Le dessinateur, la Colline et le Cosmos

« Relâchez cette colline tout de suite ! J'ai un insecte xylophage ici ! »
Non, ce n'est pas un exercice oulipien de Raymond Queneau. Cette réplique n'est pas non plus générée aléatoirement par un outil informatique. On la trouve en page 62 du premier livre de Jérôme Anfré, Le dessinateur, la colline et le cosmos. Dans le contexte, elle n'est pas si saugrenue qu'il y paraît. Mais revenons un peu en arrière...

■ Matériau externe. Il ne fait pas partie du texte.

PR #6134, opened 2024-02-23
fix(tests, charlie): Add menu translation keys

BenJamesBen:
This PR includes a change to the design i18n tests to allow design menu translation keys. If `o.<key>.d` is set to `menu`, it means that the item is menu name and not an actual option. This causes the test to check for an actual option to be skipped.

So, to add a translation key for a menu:
```json
   "o": {
    "myMenu": {
      "t": "My Menu",
      "d": "menu"
    },
```

This PR also adds 3 menu translations for Charlie.

### DIFF
--- a/designs/charlie/i18n/en.json
+++ b/designs/charlie/i18n/en.json
@@ -102,13 +102,16 @@
       "d": "Controls how curved the waistband is."
     },
     "backpockets": {
-      "t": "Back Pockets"
+      "t": "Back Pockets",
+      "d": "Back Pockets"
     },
     "frontpockets": {
-      "t": "Front Pockets"
+      "t": "Front Pockets",
+      "d": "Front Pocketsa"
     },
     "fly": {
-      "t": "Fly"
+      "t": "Fly",
+      "d": "Fly"
     }
   }
 }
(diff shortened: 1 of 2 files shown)


BenJamesBen:
I'm thinking that using the string `menu` might cause confusion in Crowdin, if the translators mistakenly think that the word should be translated. it might avoid confusion if we were to use a different string like `M` or `M1` or `MMM`. Something that the translators will just leave as-is.

BenJamesBen:
Reworking this PR to not use the "o" section in the i18n json files.

joostdecock (approved):

joostdecock:
> *Reworking this PR to not use the "o" section in the i18n json files.*

Didn't see this comment earlier but I appreciate the effort

BenJamesBen:
I am still working on this PR, though I've been sidetracked the past few weeks.
I think that the idea is to add a new `m` top-level property to the JSON files for menu translations, with `t` and `d` sub properties (since the UI code already works with `.t` text keys). This will require changing docs, `utils.mjs`, and prebuild scripts, and adding tests.

BenJamesBen:
Closing this PR to work the issue offline. When the code changes are ready, I will file a new PR or re-open this one.

PR #6211, opened 2024-02-27
adding photos on cornelius documentation

PtitLutinn:
I had put pictures with my camera during a cornelius making and I add it on the doc for next people asking for help


joostdecock:
Thank you for improving our documentation @PtitLutinn 

However, before merging this, we need to put these images on Cloudflare (our image hoster).
It's something I can do, but I need to find some time for it.

Merging this as-is would add about 300Mb to our repo, and we need to be mindful that that would impact all contributors, so better not to.

I will keep this open until I or someone else has the time to add these to cloudflare.

PtitLutinn:
Is adding the images to cloudflare something that I can do ?

PR #6221, opened 2024-02-28
Add user71677 Author

bobgeorgethe3rd:
#6210


bobgeorgethe3rd:
Ok can it be checked if this user id matches bjeppson before merging. If it does great if not we've been having some false claims.

bobgeorgethe3rd:
Confirmed that there has been some false claiming. Still unclear on this one so leaving open for now.

joostdecock (approved):

bjeppson:
My username is Buck. Does that answer your question sufficiently?

PR #6227, opened 2024-02-29
fix(org): Correct showcase author claim label

BenJamesBen:
I am not sure, but I think that this code change might fix the incorrect label?

Before:
Screenshot 2024-02-28 at 9 17 19 PM


bobgeorgethe3rd:
I understand the urge to fix this but can we can consider that is useful to sort out the author issues. That's what I have been using it for as it makes easy to quickly sort them and then do them in batches.

joostdecock (approved):

joostdecock:
@bobgeorgethe3rd It's obviously a badly encoded label. So while it's a handy side-effect that this label exists only on author claims, it's hardly a reason not to fix something that is clearly not the intended behaviour.

So instead, I'll add an additional `author claim` label so you can continue to filter based on this.

PR #6240, opened 2024-03-01
fix(uma): fix back exposure if expand is off

### LINKED ISSUE #6239: [bug]: Uma Expand option removes low back exposure special handling

When I generate Uma with back exposure lower than 25%, the shape of the uma.back part gets special handling that flares out the buttock area:

https://github.com/freesewing/freesewing/blob/6b8f8bd6e576f5f8be4601b9dc037d142e9c1267/designs/uma/src/base.mjs#L386-L390

This flare out only happens when expand is enabled, else it doesn't have any effect:

Bildschirmfoto vom 2024-03-01 10-16-15
Bildschirmfoto vom 2024-03-01 10-16-06

Both images were created with identical settings, I only toggled expand.

designs/uma

### Additional context

_No response_

HaasJona:
Fixes #6239

The main fix is the reuse of the existing path in designs/uma/src/back.mjs instead of building an (inferior) copy, the rest is minor code style improvement or removal of useless code (in front.mjs)

### DIFF
--- a/designs/uma/src/back.mjs
+++ b/designs/uma/src/back.mjs
@@ -120,14 +120,13 @@ function draftUmaBack({
     // Also Y-flip these central points
     points.cfWaistbandDipBack = points.cfWaistbandDipBack.flipY()
     points.cfBackGusset = points.cfBackGusset.flipY()
-    paths.saBase = new Path()
-      .move(points.cfWaistbandDipBack)
-      .curve_(points.cfWaistbandDipCpBack, points.sideWaistbandBack)
-      .line(points.sideLegBack)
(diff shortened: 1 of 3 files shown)


joostdecock (approved):

HaasJona:
Sorry, forgot a missed hide() call, should re ready now.

joostdecock (approved):

joostdecock:
@all-contributors please add @HaasJona for code

joostdecock:
@HaasJona Thank you so much for this fix :pray: 

You will/should receive an invite to join the FreeSewing organisation on GitHub.
Accepting the invite is optional, but doing so will give you triage permissions on our repository.

Thank you for your contribution, much appreciated :medal_sports:

PR #935, opened 2021-07-14
 ADCM-1815 Fixed bug with page reload after opening from the toolbar

sanshan:


dgusakov:
@sanshan Issue ADCM-1815 from the PR name is not related to the code changes here. Pls consider changing issue ref to the  correct one

PR #940, opened 2021-07-19
ADCM-1911 Tests on adcm_config ability to change bundle parts configuration

Sealwing:
Vertical configuration changes


Sealwing:
random.choice is used to pick *one of* clusters/providers/services/hosts/components to change it alone, without affecting neighbors

dgusakov (approved):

Dans les ateliers de la Création Universelle, un dessinateur spécialisé dans la conception d'animaux a l'outrecuidance de dessiner les bestioles qui peuplent ses rêves. Sa dernière créature est une bête colossale qui arbore une corne en lieu et place du nez. Une honte sur pattes, selon le contremaître ès animaux. Pour punir son subordonné, il lui confisque sa main droite, l'abandonne sournoisement sur Terre et lui confie la simple responsabilité d'un troupeau de pelouse...

La pelouse étant bien gardée, on ne suspectera personne de l'avoir fumée. Il n'empêche, Jérôme Anfré livre ici une histoire hallucinée... Songez qu'on y croise une colline vivante, une équipe de mercenaires végétaux, un crapaud cosmique capable de marcher sur les étoiles, différents démiurges aussi joueurs que cyniques et une farandole d'autres personnages rivalisant d'originalité et d'absurde.

Folie douce et humour surréaliste font bon ménage avec les interrogations existentielles du dessinateur. Désormais incapable de s'exprimer en dessins, le personnage est littéralement torturé par son imagination. Voilà qui fait sens : certains auteurs persécutés par leur urgence à raconter et à dessiner ne déclarent-ils pas souffrir quand il sont tenus trop longtemps éloignés de leur table à dessin ?

Cette première œuvre est assez plaisante, y compris dans ses imperfections : dans un univers très onirique, la spontanéité et l'expressivité d'un dessin sont finalement plus importantes que son exactitude académique.